= 2023 Tanzania Marburg virus disease outbreak =

The 2023 Tanzania Marburg virus disease outbreak lasted from March until June. It was first reported on 21 March 2023 by the Ministry of Health of Tanzania and the first time that Tanzania reported an outbreak of Marburg virus disease. On 2 June 2023, Tanzania declared the outbreak over.

== Background ==
Marburg virus disease is a viral hemorrhagic fever caused by the Marburg virus, with a case fatality ratio of up to 88 percent. Symptoms are similar to Ebola virus disease and like Ebola, Marburg virus spreads through contact with body fluids of infected people. There are no vaccines or antiviral treatments for Marburg. While there had not been an outbreak in Tanzania, the virus had been identified in neighboring countries and the reservoir, the Egyptian fruit bat, is known to be present there.

== Outbreak ==
On 16 March 2023, the Ministry of Health of Tanzania announced that seven cases and five deaths from an unknown disease had been reported in two villages in Bukoba district, Kagera region, northern Tanzania. The cases were later confirmed as Marburg virus infection and announced as an outbreak on 21 March 2023. Though there is an ongoing outbreak of marburg virus disease in Equatorial Guinea, so far, there is no evidence of an epidemiological link between the two outbreaks.

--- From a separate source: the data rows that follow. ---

PR #322, opened 2025-06-17
IT: Support `set_record_contacted_hosts()` and `get_attempted_hosts_from_future()`

wprzytula:
This PR re-implements `set_record_contacted_hosts()` and associated `get_attempted_hosts_from_future()` integration test functions in the Rust wrapper.

For now, no test using it is enabled. This is because none of them has its other requirements met. In #321, I'll be able to enable DCAware test suite. 

## Pre-review checklist

### DIFF
--- a/Makefile
+++ b/Makefile
@@ -292,4 +292,4 @@ endif
 	build/cassandra-integration-tests --version=${CASSANDRA_VERSION} --category=CASSANDRA --verbose=ccm --gtest_filter="${CASSANDRA_NO_VALGRIND_TEST_FILTER}"
 
 run-test-unit: install-cargo-if-missing _update-rust-tooling
-	@cd ${CURRENT_DIR}/scylla-rust-wrapper; cargo test
+	@cd ${CURRENT_DIR}/scylla-rust-wrapper; RUSTFLAGS="--cfg cpp_rust_unstable --cfg cpp_integration_testing" cargo test
--- a/scylla-rust-wrapper/src/session.rs
+++ b/scylla-rust-wrapper/src/session.rs
@@ -81,7 +81,7 @@ impl CassSessionInner {
         let exec_profile_map = cluster.execution_profile_map().clone();
         let host_filter = cluster.build_host_filter();
 
-        CassFuture::make_raw(Self::connect_fut(
+        let fut = Self::connect_fut(
             session_opt,
             session_builder,
             exec_profile_map,
@@ -91,7 +91,13 @@ impl CassSessionInner {
                 // If user did not set a client id, generate a random uuid v4.
                 .unwrap_or_else(uuid::Uuid::new_v4),
             keyspace,
-        ))
+        );
+
+        CassFuture::make_raw(
+            fut,
+            #[cfg(cpp_integration_testing)]
+            None,
+        )
     }
 
     async fn connect_fut(
@@ -255,10 +261,16 @@ pub unsafe extern "C" fn cass_session_execute_batch(
     };
 
     match request_timeout_ms {
-        Some(timeout_ms) => {
-            CassFuture::make_raw(async move { request_with_timeout(timeout_ms, future).await })
-        }
-        None => CassFuture::make_raw(future),
+        Some(timeout_ms) => CassFuture::make_raw(
+            async move { request_with_timeout(timeout_ms, future).await },
+            #[cfg(cpp_integration_testing)]
+            None,
+        ),
+        None => CassFuture::make_raw(
+            future,
+            #[cfg(cpp_integration_testing)]
+            None,
+        ),
     }
 }
 
@@ -297,19 +309,24 @@ pub unsafe extern "C" fn cass_session_execute(
     let mut statement = statement_opt.statement.clone();
 
     #[cfg(cpp_integration_testing)]
-    statement_opt.record_hosts.then(|| {
+    let recording_listener = statement_opt.record_hosts.then(|| {
         let recording_listener =
             Arc::new(crate::integration_testing::RecordingHistoryListener::new());
         match statement {
             BoundStatement::Simple(ref mut unprepared) => {
-                unprepared.query.set_history_listener(recording_listener);
+                unprepared
+                    .query
+                    .set_history_listener(Arc::clone(&recording_listener) as _);
             }
             BoundStatement::Prepared(ref mut prepared) => {
+                // It's extremely interesting to me that this `as _` cast is required
+                // for the type checker to accept this code.
                 Arc::make_mut(&mut prepared.statement)
                     .statement
-                    .set_history_listener(recording_listener);
+                    .set_history_listener(Arc::clone(&recording_listener) as _);
             }
         };
+        recording_listener
     });
 
     let statement_exec_profile = statement_opt.exec_profile.clone();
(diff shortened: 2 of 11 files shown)


scylla-rust-wrapper/src/session.rs
```diff
@@ -295,6 +295,23 @@ pub unsafe extern "C" fn cass_session_execute(
     let request_timeout_ms = statement_opt.request_timeout_ms;
 
     let mut statement = statement_opt.statement.clone();
+
+    #[cfg(cpp_integration_testing)]
+    statement_opt.record_hosts.then(|| {
+        let recording_listener =
+            Arc::new(crate::integration_testing::RecordingHistoryListener::new());
+        match statement {
```
Lorak-mmk: 🤔 Something I've been wondering about: should we always use `Arc` for trait objects? `Box` would allow to get rid of interior mutability in some cases. Perhaps we need `Arc` e.g. because of `iter` which has to spawn a task?

scylla-rust-wrapper/src/session.rs
```diff
@@ -255,10 +259,16 @@ pub unsafe extern "C" fn cass_session_execute_batch(
...
+        Some(timeout_ms) => CassFuture::make_raw(
+            async move { request_with_timeout(timeout_ms, future).await },
+            #[cfg(cpp_integration_testing)]
+            None,
+        ),
+        None => CassFuture::make_raw(
+            future,
+            #[cfg(cpp_integration_testing)]
+            None,
+        ),
```
Lorak-mmk, line 273: batches don't need listener?

scylla-rust-wrapper/src/session.rs
```diff
@@ -297,19 +307,22 @@ pub unsafe extern "C" fn cass_session_execute(
...
-    statement_opt.record_hosts.then(|| {
+    let recording_listener = statement_opt.record_hosts.then(|| {
         let recording_listener =
             Arc::new(crate::integration_testing::RecordingHistoryListener::new());
         match statement {
             BoundStatement::Simple(ref mut unprepared) => {
-                unprepared.query.set_history_listener(recording_listener);
+                unprepared
+                    .query
+                    .set_history_listener(recording_listener.clone());
```
Lorak-mmk: Nit: `Arc::clone`

scylla-rust-wrapper/src/session.rs
```diff
@@ -297,19 +307,22 @@ pub unsafe extern "C" fn cass_session_execute(
...
             }
             BoundStatement::Prepared(ref mut prepared) => {
                 Arc::make_mut(&mut prepared.statement)
                     .statement
-                    .set_history_listener(recording_listener);
+                    .set_history_listener(recording_listener.clone());
             }
```
Lorak-mmk: ditto

scylla-rust-wrapper/src/session.rs
```diff
@@ -449,31 +468,35 @@ pub unsafe extern "C" fn cass_session_prepare_from_existing(
...
-            .prepare(query.query.clone())
-            .await
-            .map_err(|err| (err.to_cass_error(), err.msg()))?;
+    CassFuture::make_raw(
+        async move {
+            let query = match &statement {
+                BoundStatement::Simple(q) => q,
+                BoundStatement::Prepared(ps) => {
+                    return Ok(CassResultValue::Prepared(ps.statement.clone()));
+                }
```
Lorak-mmk: ditto.

I wish there was a clippy lint about this (maybe there is and I don't know it?)

scylla-rust-wrapper/src/session.rs
```diff
@@ -503,28 +526,32 @@ pub unsafe extern "C" fn cass_session_prepare_n(
...
+    CassFuture::make_raw(
+        async move {
+            let session_guard = cass_session.read().await;
+            if session_guard.is_none() {
+                return Err((
+                    CassError::CASS_ERROR_LIB_NO_HOSTS_AVAILABLE,
+                    "Session is not connected".msg(),
+                ));
+            }
+            let session = &session_guard.as_ref().unwrap().session;
```
Lorak-mmk: ♻️ Now that `make_raw` got another argument, maybe it would be cleaner to extract this async block out and assign it to a local var?

Makefile
```diff
@@ -292,4 +292,4 @@ endif
 	build/cassandra-integration-tests --version=${CASSANDRA_VERSION} --category=CASSANDRA --verbose=ccm --gtest_filter="${CASSANDRA_NO_VALGRIND_TEST_FILTER}"
 
 run-test-unit: install-cargo-if-missing _update-rust-tooling
-	@cd ${CURRENT_DIR}/scylla-rust-wrapper; cargo test
+	@cd ${CURRENT_DIR}/scylla-rust-wrapper; RUSTFLAGS="--cfg cpp_rust_unstable --cfg cpp_integration_testing" cargo test
```
Lorak-mmk, line 295: Unrelated: I find this style of Makefile very weird. One reason is that it assumes users env (in this case it uses apt). Other is that is performs unrelated actions (installing cargo using a package manager) when I told it to run tests.

Its fine to have targets / scripts that install stuff, but they should not be in dependencies of normal targets. If they are needed by CI, they should be explicitly called by CI.

src/testing.cpp
```diff
@@ -51,7 +47,44 @@ String get_host_from_future(CassFuture* future) {
...
+    }
+    std::sort(attempted_hosts.begin(), attempted_hosts.end());
+    return attempted_hosts;
+    */
+
+    StringVec attempted_hosts;
+
+    char* const concatenated_attempted_addresses = testing_future_get_attempted_hosts(future);
+
+    std::string const& concatenated_addresses = concatenated_attempted_addresses;
```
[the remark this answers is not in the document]
Lorak-mmk: My C++ is extremely rusty now, but this looks like an actual good catch from copilot, right?
With the current version, `concatenated_attempted_addresses` is coerced into a std::string, to which we then take reference. Isn't that coerced string dropped later, causing possible UB?

src/testing.cpp
```diff
@@ -51,7 +47,44 @@ String get_host_from_future(CassFuture* future) {
...
+        if (std::getline(stream, address, '\n')) {
+            if (!address.empty()) {
+                attempted_hosts.push_back(address);
+            }
+        } else {
+            break; // No more addresses to read.
+        }
+    }
+    std::sort(attempted_hosts.begin(), attempted_hosts.end());
+
```
Lorak-mmk, line 84: It's surprising that this is what the code is expecting, I'd guess that it will want the hosts in original order.

Lorak-mmk (changes requested):

scylla-rust-wrapper/src/session.rs
wprzytula: This is a valid question. In the next commit, however, I directly leverage the `Arc`, because I clone it into `CassFuture`.

scylla-rust-wrapper/src/session.rs
wprzytula: The API in IT is only implemented for statements.

Makefile
wprzytula: You're more than welcome to improve this Makefile!
Especially if this makes it run on my Fedora, or Arch.

src/testing.cpp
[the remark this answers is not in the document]
wprzytula: GPT-4o states that the created temporary `std::string` would have its lifetime extended to the scope of the `const&`.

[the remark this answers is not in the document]
wprzytula: Not to play with the devil, I'm moving to plain `std::string`, though.

scylla-rust-wrapper/src/session.rs
Lorak-mmk: I see this marked as resolved, but not changed in code, so unresolving. Not an important point (certainly not a blocker), so we can merge without it.

Lorak-mmk (approved):

Lorak-mmk (approved):

PR #326, opened 2025-06-24
argconv: Make FFI traits unsafe

wprzytula:
The FFI traits are inherently unsafe. In order to know which trait is correct to be implemented, manual analysis of the CPP Driver's code is required. Thus the traits should be marked as unsafe, indicating that special care and reasoning is needed when implementing them.

## Pre-review checklist

### DIFF
--- a/scylla-rust-wrapper/src/argconv.rs
+++ b/scylla-rust-wrapper/src/argconv.rs
@@ -340,7 +340,7 @@ mod origin_sealed {
 /// Implement this trait for types that are allocated by the driver via [`Box::new`],
 /// and then returned to the user as a pointer. The user is responsible for freeing
 /// the memory associated with the pointer using corresponding driver's API function.
-pub trait BoxFFI: Sized + origin_sealed::FromBoxSealed {
+pub unsafe trait BoxFFI: Sized + origin_sealed::FromBoxSealed {
     /// Consumes the Box and returns a pointer with exclusive ownership.
     /// The pointer needs to be freed. See [`BoxFFI::free()`].
     fn into_ptr<CM: CMutability>(self: Box<Self>) -> CassPtr<'static, Self, (Exclusive, CM)> {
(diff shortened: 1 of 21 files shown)


Lorak-mmk:
Could you explain why the traits are unsafe? Specifically, if I mistakenly implement such trait for some type, how can I write safe code that exhibits UB?

wprzytula:
> Could you explain why the traits are unsafe? Specifically, if I mistakenly implement such trait for some type, how can I write safe code that exhibits UB?

The simplest argument is existence of the following **safe** method:
```rust
pub(crate) trait ArcFFI: Sized + origin_sealed::FromArcSealed {
    /// Converts shared owned pointer back to owned Arc.
    fn from_ptr<CM: CMutability>(ptr: CassPtr<'static, Self, (Shared, CM)>) -> Option<Arc<Self>> {
        // SAFETY:
        // The only way to obtain a pointer with shared ownership ('static lifetime) is
        // ArcFFI::into_ptr(). It converts an owned Arc into the pointer. It is thus safe
        // to convert such pointer back to owned Arc.
        unsafe {
            ptr.to_raw().map(|p| {
                Arc::from_raw(p)
            })
        }
    }
```

If both the trait and the method are safe, and yet they perform an inherently unsafe operation (namely, treating an arbitrary pointer as a pointer to an Arc allocation), then this is bad - an obvious violation of the unsafety contracts in Rust.

Is this enough for you?

Lorak-mmk:
> If both the trait and the method are safe, and yet they perform an inherently unsafe operation (namely, treating an arbitrary pointer as a pointer to an Arc allocation), then this is bad - an obvious violation of the unsafety contracts in Rust.

This implication is not true. Exposing the safe API that uses `unsafe` underneath is the whole idea behind safety of Rust.
In this specific case, I'm not aware of a safe way to create an invalid CassPtr, that's why I'm asking for safe code that triggers UB.

wprzytula:
Quoting https://stackoverflow.com/a/31628759:

> A trait is marked unsafe to indicate that it is possible to violate memory safety by implementing it at all. This is commonly because the trait has invariants that other unsafe code relies on being upheld, and that these invariants cannot be expressed any other way.

The `ArcFFI` trait has invariants (the memory pointing to the valid Arc allocation) that unsafe code in the method I enclosed above relies on being upheld. Those invariants cannot be expressed any other way, because it's Rust knows nothing about ownership kind of the particular CPP Driver type. At the same time, the `FFI` trait with its associated type that specifies the ownership is just perfect for the use case. Yet, it's unsafe in that there is a specific external assumption that is asserted by the fact of a type having it implemented.

Lorak-mmk:
If there are invariants that require unsafe, then you should be able to demonstrate a snippet that doesn't use unsafe and triggers UB. Otherwise, there is no need for this PR.

> The ArcFFI trait has invariants (the memory pointing to the valid Arc allocation) that unsafe code in the method I enclosed above relies on being upheld

The code you linked has argument of type `CassPtr<'static, Self, (Shared, CM)>`
How can I create a value of such type (for a `Self` that implements `ArcFFI`) that is not backed by Arc? I don't know any way to do this.

wprzytula:
OK, in a discussion offline I agreed to consider these traits safe.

As of 8 May, nine cases were reported, including eight laboratory confirmed cases and one probable case. The cases had all been in the Bukoba district of Kagera Region and appeared to be epidemiologically linked. Per an 8 May 2023 press release from the World Health Organization, three patients recovered and six died; cases ranged in age from 1 to 59 years old (median 35-year-old), and two cases were among healthcare workers (one of which died). Males were the most affected (6 of the 9 cases). On 2 June 2023, Tanzania declared the outbreak over.